# Hemichromis elongatus



## bossfish (Jun 1, 2005)

I've got a chance to pick up a group of Hemichromis elongatus that are between 4 and 5 inches in length. One pair has already formed out of the group and I would be hoping to get a pair for myself. I've never kept them before and am a little concerned about aggression among themselves and with tankmates. I've got a 5 foot 100 gallon tank with a DIY concrete background with tons of caves and hiding places. For tankmates I am considering congo tetras, Kribs and some smaller jewelfish. Any thoughts or suggestions would be appreciated.


----------



## Fogelhund (Dec 3, 2002)

The tank size sounds great... I think most of the tankmates would end up dead. I'd go with Giant Danios instead... cheaper and quicker.


----------



## fishman76092 (Jan 10, 2005)

Don't keep more than a pair in that tank-all others will end up dead. As for dithers-the only fish *** ever gotten to live with H. frempongi and H. fasciatus were larger tinfoil barbs which did a very good job of keeping them from killing one another. Dont even bother with the kribs, congos and other jewels-they will be killed fairly quickly. I dont think the danios will fare much longer, but it may be worth a try. I had 6-7" tinfoils in with 3" frempongi and 3.5" fasciatus in 6' 125g tanks (2 separate tank).

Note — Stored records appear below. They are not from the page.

PR #1715, opened 2017-04-24
Fix solution release mode

martijn00:


Cheesebaron:
Not sure what is going on with the CI not picking up PR's.

I know it works if your branch is `features/*`

martijn00:
Hmmm, but does that also work from forks?

Cheesebaron:
You can try and see :)

PR #50, opened 2021-11-08
Implement patch-based undo redo in the store

berendkleinhaneveld:


observ/store.py
```diff
@@ -20,8 +21,10 @@ def inner(self, *args, **kwargs):
         readonly_state = self.state
         self.state = self._present
         try:
+            current = to_raw(self.state)
```
Korijn, line 24: I think this still requires a deepcopy (but only here)

berendkleinhaneveld: I was doubting it, because actually the to_raw function already recursively calls copy on all enclosed data objects. So I guess that works kind of like deep copy already. 
Otherwise: I would love to see if we can come up with a test that verifies that a deepcopy is needed. Gotta give it some more thought.

berendkleinhaneveld: to_raw does not make copies of sets! So I could either add that call there or create a deepcopy. I think creating a shallow copy of set would be better

Korijn: Hope you don't mind me butting in here :) I made the change you proposed and optimized to_raw a little on the way.

I still think we should add that test you mentioned.

berendkleinhaneveld: I just added the test! I think we're good to go now.

PR #52, opened 2021-11-09
Make computed deep by default

### LINKED ISSUE #49: Computed deep=True default
I've been thinking and it just makes more sense to have deep=True as a default on computed

berendkleinhaneveld:
Fixes #49.

In watcher.py I had to adjust the try/finally statement because when there is an exception, `value` will not be defined, so another exception will be thrown. And in the tests, we trigger such an exception (StateModifiedError).

### DIFF
--- a/observ/store.py
+++ b/observ/store.py
@@ -32,7 +32,7 @@ def mutation(fn: T) -> T:
     return inner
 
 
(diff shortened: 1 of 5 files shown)


Korijn:
LGTM!

PR #56, opened 2021-11-12
Make sure proxy.target does not contain proxies

berendkleinhaneveld:
This should make the `to_raw` function much simpler.

The `to_raw` function does not do a deep check, so if values are assigned that have 'deep' proxied objects, then that's going to be a problem. So we might need a deep `to_raw` conversion function anyways. We could pass it as an argument for the `to_raw` function.


berendkleinhaneveld:
Ok, something weird happened here. :/

PR #57, opened 2021-11-12
Remove unnecessary calls to proxy from write traps

berendkleinhaneveld:
This PR now simply removes the proxy calls from the write traps, to save a bit of overhead.


Korijn:
The changes look good and appear to match what is done in Vue 3. I still wonder what would happen if a user inserts a Proxy deep inside nested stuctures. I'll try to add a test to see what happens.

berendkleinhaneveld:
Yeah, exactly: that will most likely break it. Looking forward to the test 👍

Korijn:
You've got this change right, so feel free to merge. 🚀

observ/store.py
```diff
@@ -21,7 +22,7 @@ def inner(self, *args, **kwargs):
         readonly_state = self.state
         self.state = self._present
         try:
-            current = to_raw(self.state)
+            current = deepcopy(to_raw(self.state))
             fn(self, *args, **kwargs)
             ops, reverse_ops = patchdiff.diff(current, self.state)
```
Korijn: you might want to check/test how this behaves in the problem case described in the xfailing test. Might be necessary to add a recursive to_raw (the old behaviour) as well...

Each had 5-6 jewels in there until they formed a pair, then I sold the rest.


----------



## bossfish (Jun 1, 2005)

Thanks for the replies. I'm planning on getting rid of the rest once a pair has formed. The Anton Lamboj book says they have huge breeding territories in the wild and will attack any fish that comes within 3 meters of the fry. Other than tinfoil barbs are there any other species of fish that can live in a tank with a pair of elongatus? Central American cichlids? I'm not thrilled about tying up a 100 gallon tank for two fish. Also I believe the fry would be very hard to find homes for locally if I can get them to spawn. Phoenix is a rift lake town wth very few people keeping anything else. Maybe I need to think about this a little more. Thanks again.


----------